## SUPPLIED RECORDS
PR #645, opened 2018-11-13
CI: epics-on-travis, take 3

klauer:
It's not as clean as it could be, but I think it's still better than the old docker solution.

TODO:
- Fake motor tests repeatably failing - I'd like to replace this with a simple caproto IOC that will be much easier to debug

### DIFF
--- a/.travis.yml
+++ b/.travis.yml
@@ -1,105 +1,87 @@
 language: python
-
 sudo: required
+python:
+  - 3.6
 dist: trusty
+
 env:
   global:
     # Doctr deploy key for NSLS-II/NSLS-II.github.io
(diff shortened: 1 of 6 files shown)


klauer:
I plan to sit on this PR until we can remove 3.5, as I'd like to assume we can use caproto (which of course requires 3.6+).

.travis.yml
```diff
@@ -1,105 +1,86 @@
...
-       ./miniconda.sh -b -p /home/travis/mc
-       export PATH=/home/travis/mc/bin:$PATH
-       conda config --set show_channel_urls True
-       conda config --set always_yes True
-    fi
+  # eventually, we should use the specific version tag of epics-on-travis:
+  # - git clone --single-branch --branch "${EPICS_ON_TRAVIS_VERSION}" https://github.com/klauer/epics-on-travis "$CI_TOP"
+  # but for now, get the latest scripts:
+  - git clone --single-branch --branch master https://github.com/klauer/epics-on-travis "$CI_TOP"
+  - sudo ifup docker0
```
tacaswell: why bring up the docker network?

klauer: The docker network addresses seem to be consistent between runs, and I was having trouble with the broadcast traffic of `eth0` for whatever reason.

...

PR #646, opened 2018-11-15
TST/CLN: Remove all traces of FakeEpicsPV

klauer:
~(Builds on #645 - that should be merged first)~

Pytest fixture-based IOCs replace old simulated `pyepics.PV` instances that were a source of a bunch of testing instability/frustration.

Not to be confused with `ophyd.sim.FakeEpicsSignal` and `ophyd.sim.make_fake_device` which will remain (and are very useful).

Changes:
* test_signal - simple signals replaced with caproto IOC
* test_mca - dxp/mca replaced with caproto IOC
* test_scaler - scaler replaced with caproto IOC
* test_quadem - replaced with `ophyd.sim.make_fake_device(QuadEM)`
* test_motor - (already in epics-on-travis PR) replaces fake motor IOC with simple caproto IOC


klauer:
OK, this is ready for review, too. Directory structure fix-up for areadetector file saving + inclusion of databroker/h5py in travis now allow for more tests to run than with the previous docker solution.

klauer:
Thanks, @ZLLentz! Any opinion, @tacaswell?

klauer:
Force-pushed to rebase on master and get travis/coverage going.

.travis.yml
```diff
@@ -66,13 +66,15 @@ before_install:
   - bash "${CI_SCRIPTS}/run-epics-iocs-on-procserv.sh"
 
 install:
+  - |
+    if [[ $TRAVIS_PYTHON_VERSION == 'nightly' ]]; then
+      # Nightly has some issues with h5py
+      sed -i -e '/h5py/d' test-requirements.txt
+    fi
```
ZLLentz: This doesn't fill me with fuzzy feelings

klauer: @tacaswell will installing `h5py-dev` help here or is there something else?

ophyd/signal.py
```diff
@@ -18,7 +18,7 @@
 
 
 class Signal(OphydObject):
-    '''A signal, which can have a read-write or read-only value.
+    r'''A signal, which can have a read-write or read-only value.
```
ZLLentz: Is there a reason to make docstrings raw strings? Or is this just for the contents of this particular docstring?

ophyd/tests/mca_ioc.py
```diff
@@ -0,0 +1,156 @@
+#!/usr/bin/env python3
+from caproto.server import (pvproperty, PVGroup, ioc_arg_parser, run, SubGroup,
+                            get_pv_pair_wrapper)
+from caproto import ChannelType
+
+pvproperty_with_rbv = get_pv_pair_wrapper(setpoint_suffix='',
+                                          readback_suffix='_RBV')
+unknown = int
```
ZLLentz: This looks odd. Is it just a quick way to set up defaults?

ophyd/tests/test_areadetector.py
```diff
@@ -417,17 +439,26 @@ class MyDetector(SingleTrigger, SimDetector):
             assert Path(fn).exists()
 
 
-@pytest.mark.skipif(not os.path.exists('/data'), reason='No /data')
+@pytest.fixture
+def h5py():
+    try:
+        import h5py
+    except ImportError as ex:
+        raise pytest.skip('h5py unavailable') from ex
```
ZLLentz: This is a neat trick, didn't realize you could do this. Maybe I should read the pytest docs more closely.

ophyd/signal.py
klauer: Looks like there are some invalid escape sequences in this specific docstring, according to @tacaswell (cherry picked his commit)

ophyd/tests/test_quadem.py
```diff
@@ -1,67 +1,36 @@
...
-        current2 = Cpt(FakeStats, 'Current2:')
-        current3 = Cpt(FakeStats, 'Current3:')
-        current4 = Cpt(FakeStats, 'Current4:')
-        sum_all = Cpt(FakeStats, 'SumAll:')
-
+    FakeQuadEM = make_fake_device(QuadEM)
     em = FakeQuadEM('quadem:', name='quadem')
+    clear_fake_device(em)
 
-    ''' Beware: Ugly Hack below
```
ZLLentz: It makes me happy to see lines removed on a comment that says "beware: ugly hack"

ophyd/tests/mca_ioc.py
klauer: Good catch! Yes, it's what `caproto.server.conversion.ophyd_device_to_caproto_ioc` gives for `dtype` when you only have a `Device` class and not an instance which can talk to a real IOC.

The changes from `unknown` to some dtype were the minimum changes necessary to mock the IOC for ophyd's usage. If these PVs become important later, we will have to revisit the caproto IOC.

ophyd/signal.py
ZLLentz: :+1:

## PROBLEM
Write out every line of the entries that holds the word "motor".

## REPLY TO THE TASK
- Fake motor tests repeatably failing - I'd like to replace this with a simple caproto IOC that will be much easier to debug
* test_motor - (already in epics-on-travis PR) replaces fake motor IOC with simple caproto IOC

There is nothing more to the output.